Он провел Коренева в дальнюю комнату и тщательно запер двери. Здесь, у большого массивного стола, был привинчен металлический верстак, валялись сверла, долота, напильники, пол усыпан был стальными опилками, пахло едким запахом серной кислоты.
— Ну что? — сказал Дятлов, вглядываясь в лицо Коренева, искаженное мукой. — Отказала? Я так и знал. Отказала потому, что царская дочь. Прекрасно, Коренев, прекрасно… Я все думал, кому открыть свою тайну, потому что подленькое-то честолюбие осталось и захотелось в историю перейти, имя свое увековечить этим террористическим экспериментом! Думал, мисс Креггс, но с ее гуманизмом выдаст, разболтает во имя непротивления злу. А вы? Ведь я и вас спасаю… Она не идет за вас потому, что царская дочь, да?

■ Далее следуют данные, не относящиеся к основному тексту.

PR #205, opened 2026-03-19
fix: two bugs in parser.py

yetval:
Spotted two bugs in `parser.py`:

**Bug 1** — `xpath()` `else` branch calls `__handle_elements(elements)` when `elements` is never assigned, causing an `UnboundLocalError`. Fixed by passing `[]` instead.

**Bug 2** — `__are_alike` increments `checks` by `len(candidate_attributes)` but iterates over `original_attributes`, giving the wrong denominator in similarity scoring. Fixed by using `len(original_attributes)`.

### DIFF
--- a/scrapling/parser.py
+++ b/scrapling/parser.py
@@ -987,7 +987,7 @@ class Selector(SelectorsGeneration):
                 SequenceMatcher(None, v, candidate_attributes.get(k, "")).ratio()
                 for k, v in original_attributes.items()
             )
-            checks += len(candidate_attributes)
+            checks += len(original_attributes)
         else:
             if not candidate_attributes:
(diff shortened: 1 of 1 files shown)


D4Vinci:
Hey, thanks for the PR, but I can't accept it for multiple reasons:
1. It's against the contribution rules (made against the `main` branch).
2. Both bugs are invalid:
   - The walrus operator on line 656: `if elements := self._root.xpath(selector, **kwargs):` binds elements even when the result is falsy (empty list). So by the time we reach line 684 in the else branch, elements is already []. There's no UnboundLocalError.
   - Using `len(candidate_attributes)` is actually intentional, as it penalizes candidates that have extra attributes the original doesn't have or have fewer attributes. Making them less "alike".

— Да, она не может выйти замуж. Я думаю, что она права, — сказал Коренев.
— Отлично, отлично, — в каком-то нервном возбуждении говорил Дятлов. — А если завтра она не будет царской дочерью — тогда другой оборот. И этим вы будете мне обязаны. Когда-нибудь вы опишете, вы нарисуете мой подвиг в назидание другим революционерам. Пресса всего мира заговорит обо мне.

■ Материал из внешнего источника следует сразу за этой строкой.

PR #1902, opened 2026-03-24
feat: implement /fillbiome command

WhiteProject1:
- Implements `/fillbiome` command for filling regions with specific biomes


Snowiiii:
Too much not implemented, use Arg consumer like Vanilla does

PR #1903, opened 2026-03-24
feat: implement /spreadplayers command

WhiteProject1:
- Implements `/spreadplayers` command for teleporting entities to random locations


Snowiiii:
Too much not implemented, use Arg consumer like Vanilla does, Logic is wrong

PR #1904, opened 2026-03-24
feat: implement /random command

WhiteProject1:
- Implements `/random` command with value and roll subcommands
- OP level 0 (all players can use)


Snowiiii:
I think vanilla uses an Argconsumer for the Range, so should we

PR #1906, opened 2026-03-24
feat: implement /team command

WhiteProject1:
- Implements `/team` command (add/remove/join/leave/modify/list)
- `Teams` system with `CUpdateTeams` packet for client synchronization
- Teams are sent to players on join


Snowiiii:
Too much not implemented, use Arg consumer like Vanilla does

— Я вас не понимаю, Демократ Александрович, — сказал Коренев. — Как не царская дочь?
— Мерси, Коренев, что Демократом меня назвали. Боялся, что по фамилии. Эти полгода я тоже кое-что сделал, кое-что обдумал, обмозговал. Не только «Обойденных жизнью» написал. Хотя и в «Обойденных» есть уже маленькое достижение революции — Демократ! Недаром меня так назвали. Вся власть народу! А на пути — царь. Я тут пробовал, изучал, искал помощников. Нет, Коренев, все — лакеи, угодники, идиоты, мерзавцы. Царь — помазанник Божий, да и все тут, вера какая-то дикая. А кругом эта византийщина, блеск, красота и милость, милость!!! А тут, как назло, землей объелись, все собственники, голоду не знают — довольны. Христианская вера подсобляет. Ну, замучился. Сам, один. Думал, думал и нашел. Вся Русь на Царе и Боге… Бога-то не сковырнешь так сразу. И вот изучал я историю. Надо царя… Поняли?
— Ничего я не понимаю, — сказал Коренев и, стоя у станка, разглядывал большой, тяжелый напильник. — О чем вы говорите, чем занимались вы? Что это за инструменты, столь несвойственные вашей мирной профессии?
— Мирной, Коренев? Ошибаетесь. Перо и меч одинаково сильны. Перо подымает меч, и меч опускается перед пером. Слово и дело. Перо — это слово, меч — дело! Я пробовал слово — не слушают. Тут даже евреи, и те благонамеренны. Погромов, что ли, боятся? И я надумал. Я сам сменю перо на меч.
Дятлов был в сильном возбуждении, казался странным, почти сумасшедшим. Он подошел к шкафу и достал из него небольшой круглый предмет.
— Старая знакомая штучка, — сказал он. — Сколько раз метали мы такие в партийных противников во время свалок на демонстрациях. Но эту сам сделал. Без химика Берендеева обошелся. Тринитротолуол — это старая выдумка. Здесь всего полфунта его, но есть и новость. Когда я брошу эту штуку, кругом на сто шагов никого не останется. Ну и я погибну. Но это неважно. Я сделаю то, что нужно человечеству. Я уничтожу мещанское счастье. Я разобью эту кукольную монархию, и вам, Коренев, я дам то, о чем вы мечтаете!
— Что надумали вы, несчастный человек? — сказал Коренев и впился руками в напильник.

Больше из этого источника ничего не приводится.